# What are the best vitamins??



## EgypSwiftLady

I am so confused!! I have been looking at ALL the different vitamins on the market and just am not sure which is best for the pigeons and doves who live here. Most of these birds will not be breeders, most are rescues, so no showing or racing either, I just want an all around vitamin to make sure they stay in good health.
Thanks.


----------



## Skyeking

I think if you find one that is closest to natural that would be best. They are better absorbed and utilized by the birds. I use HERBA brand multi-vitamin, specially made for pigeons.

I do however, like to give them brewers yeast, wheat germ oil, alfalfa, garlic, probiotics, kale(etc.) as the source is more natural or IS natural in its original state.


----------



## Snowbird Sue

EgypSwiftLady said:


> I am so confused!! I have been looking at ALL the different vitamins on the market and just am not sure which is best for the pigeons and doves who live here. Most of these birds will not be breeders, most are rescues, so no showing or racing either, I just want an all around vitamin to make sure they stay in good health.
> Thanks.


Hi, I use "Red Cell" .... It is for horses, and is a liquid vitamin. I use 1 Teaspoon per Gallon of water, and they get that one day a week. Seems to be working just fine, my birds are nice and healthy, and that is the only vitamin they get. I buy it at the Feed Store, and I bought a quart last November, and I am still using it. I think it would work for you too!


----------



## John_D

Our aviary birds get good, wholesome pigeon mix, fresh water, and pigeon grit. They get lettuce, and a crumbled calcium & trace mineral block regularly but not daily. That's basically it most of the time, as they are out in fresh air and get the sun. 

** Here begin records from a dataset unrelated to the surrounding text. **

Issue #3556, opened 2014-11-03
permit_params does not include belongs_to


kmayer:
If I have a resource with a `belongs_to` relationship, the new action fails because the "parent" id is not whitelisted:

```ruby
class AdminUser < ActiveRecord::Base
  belongs_to :employer
end

class Employer < ActiveRecord::Base
  has_many :administrators
end
...
ActiveAdmin.register Administrator do
  belongs_to :employer

  permit_params :employer_id
end
ActiveAdmin.register Employer do
end
```

visiting `/admin/employer/1/users/new` raises an error:

```
ActionController::UnpermittedParameters in Admin::AdministratorsController#new
found unpermitted parameters: employer_id
```

And with some digging, it turns out that `employer_id` isn't wrapped in the `param_key` (https://github.com/activeadmin/activeadmin/blob/master/lib/active_admin/resource_dsl.rb#L50), so it isn't permitted.

once the generated `permitted_params` method is called by InheritedResource, the resulting list of keys are:

```
[:utf8, :_method, :authenticity_token, :commit, :id, {:administrator=>[:employer_id]}]
```

but the submitted parameters (to the `new` action) are:

```
{"action"=>"new", "controller"=>"admin/administrators", "employer_id"=>"1"}
```

As a workaround, I just overrode the `permitted_params` method in the `Administrator` resource:

```ruby
  controller do
    define_method :permitted_params do
      params.permit *active_admin_namespace.permitted_params, :employer_id,
                    :administrator => [:email, :role, :employer_id, :password, :password_confirmation]
    end
  end
```

macowie:
Just hit this too on 1.0.0pre2, so it's still around. The workaround above did, in fact, work around it.

timoschilling:
You need to list all needed attrs

codyrobbins:
I’m running into the same problem on 1.0.0pre4. As described in the original comment, creating new nested resources is not possible. Unless I’m misunderstanding something, I think this is indeed a bug and shouldn’t have been closed.

@timoschilling If this isn’t a bug would you mind explaining in a little more detail how this issue can be worked around without redefining `permitted_params` in the controller? Thanks!

Ruff9:
The problem is still here on 1.0.0pre4.

dmitry:
@Ruff9 can you post a simple code that reproduces a problem?

Ruff9:
Considering that ActionItem belongs_to Action:

`ActiveAdmin.register Action do
[...]

PR #4776, opened 2017-02-01
Permit params for belongs to

### LINKED ISSUE #4765: permit_params - Unpermitted parameter of related model
I have a Orders model and OrdersProducts model.   Multiple orders can be held inside OrdersProducts.  In my OrdersProducts I have the following:
```
belongs_to :order
permit_params :order,
              :order_id,
              :product_id,
              :item_id,
              :user_id,
              :order_type,
              :product_label
              #order_ids:[]
```

When I attempt to update or create I get the following issue:  
**Unpermitted parameter: order_id**

Looking at the logs everything looks find with the request, but the transaction is being rolled back because the param is not allowed.

**Log** 
```
  Parameters: {"utf8"=>"✓", "authenticity_token"=>"ZS46Src+SHV9ufiZ5nEqiBnyIEq2DMS3CQL/f3rbqjNDJFAukuJ1bDOgW//0WwOJap2UR6bzw2nsvFCVCTCkqA==", "orders_products"=>{"product_label"=>"sdafasd", "order_type"=>"purchase", "product_id"=>"18", "item_id"=>"", "order_id"=>"42"}, "commit"=>"Create Orders products", "order_id"=>"42"}
```

Fivell:
fixes #4765 , #3556

### DIFF
--- a/features/belongs_to.feature
+++ b/features/belongs_to.feature
@@ -21,8 +21,33 @@ Feature: Belongs To
     And I should see "Displaying 1 Post"
     And I should see a link to "Users" in the breadcrumb
     And I should see a link to "Jane Doe" in the breadcrumb
-    When I follow "Edit"
-    Then I should see a link to "Hello World" in the breadcrumb
+
+  Scenario: Updating a child resource page
+    Given a configuration of:
+    """
+      ActiveAdmin.register User
+      ActiveAdmin.register Post do
+        belongs_to :user
+        permit_params :title, :body, :published_date if Rails::VERSION::MAJOR >= 4
+
+        form do |f|
+          f.inputs "Your Post" do
+            f.input :title
+            f.input :body
+          end
+          f.inputs "Publishing" do
+            f.input :published_date
+          end
+          f.actions
+        end
+      end
+    """
+    When I go to the last author's last post page
+    And I follow "Edit Post"
+    And I should see the element "form[action='/admin/users/2/posts/2']"
+    And I should see a link to "Hello World" in the breadcrumb
+    When I press "Update Post"
+    Then I should see "Post was successfully updated."
 
   Scenario: Viewing a child resource page
     Given a configuration of:
--- a/features/belongs_to.feature
+++ b/features/belongs_to.feature
@@ -43,11 +43,44 @@ Feature: Belongs To
       end
     """
     When I go to the last author's last post page
-    And I follow "Edit Post"
-    And I should see the element "form[action='/admin/users/2/posts/2']"
-    And I should see a link to "Hello World" in the breadcrumb
+    Then I follow "Edit Post"
+    Then I should see the element "form[action='/admin/users/2/posts/2']"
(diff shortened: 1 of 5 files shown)


lib/active_admin/resource.rb
```diff
@@ -135,6 +135,10 @@ def belongs_to_config
       @belongs_to ||= []
     end
 
+    def belongs_to_params
+      belongs_to_config.select{ |c| c.required? }.map{|c| c.to_param }
```
timoschilling: `map{ |c|` missing whitespace

Fivell: @timoschilling , whitespace  added

deivid-rodriguez: @timoschilling Isn't @houndci-bot supposed to make this kind of comments? Or is it disabled?

features/belongs_to.feature
```diff
@@ -21,8 +21,65 @@ Feature: Belongs To
...
+          f.inputs "Publishing" do
+            f.input :published_date
+          end
+          f.actions
+        end
+      end
+    """
+    When I go to the last author's last post page
+    And I follow "Edit Post"
+    And I should see the element "form[action='/admin/users/2/posts/2']"
```
deivid-rodriguez: I don't know much about cucumber but aren't expectations supposed to be preceded by `Then`? It doesn't read very well like this.

Fivell: @deivid-rodriguez , I don't know much too, I will change it.

features/belongs_to.feature
```diff
@@ -21,9 +21,67 @@ Feature: Belongs To
...
+          end
+          f.inputs "Publishing" do
+            f.input :published_date
+          end
+          f.actions
+        end
+      end
+    """
+    When I go to the last author's last post page
+    Then I follow "Edit Post"
```
deivid-rodriguez: hehe, well I meant to change the following line, not this one. This seems part of the "cucumber setup", so `And` looked fine to me here.

features/belongs_to.feature
```diff
@@ -21,9 +21,67 @@ Feature: Belongs To
...
+          end
+          f.inputs "Publishing" do
+            f.input :published_date
+          end
+          f.actions
+        end
+      end
+    """
+    When I go to the last author's posts
+    Then I follow "New Post"
```
deivid-rodriguez: Same here, I think `And` should be used.

features/belongs_to.feature
```diff
@@ -21,9 +21,67 @@ Feature: Belongs To
...
+    Then I should see the element "form[action='/admin/users/2/posts']"
+    Then I fill in "Title" with "Hello World"
```
deivid-rodriguez: This is setup again, so I think `When` should be used. I don't really know if all of this makes a difference, it just reads better in English IMO.

Fivell: @deivid-rodriguez , maybe it is better to review all features in separate PR?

If birds are inside for more than a few days they'll get extra D3, in liquid form, as they won't get so much natural daylight as they would outside. 

They may all occasionally get probiotics in their water, but mostly they get all they require to keep 'em healthy without the need for much extra stuff on any regular basis. I sometimes put vitamins in the water for my balcony ferals, as their diet is less certain, and use just a soluble bird multivitamin from my local pigeon supply store made by the Australian Pigeon Co.

John


----------



## EgypSwiftLady

Snowbird Sue said:


> Hi, I use "Red Cell" .... It is for horses, and is a liquid vitamin. I use 1 Tablespoon per Gallon of water, and they get that one day a week. Seems to be working just fine, my birds are nice and healthy, and that is the only vitamin they get. I buy it at the Feed Store, and I bought a quart last November, and I am still using it. I think it would work for you too!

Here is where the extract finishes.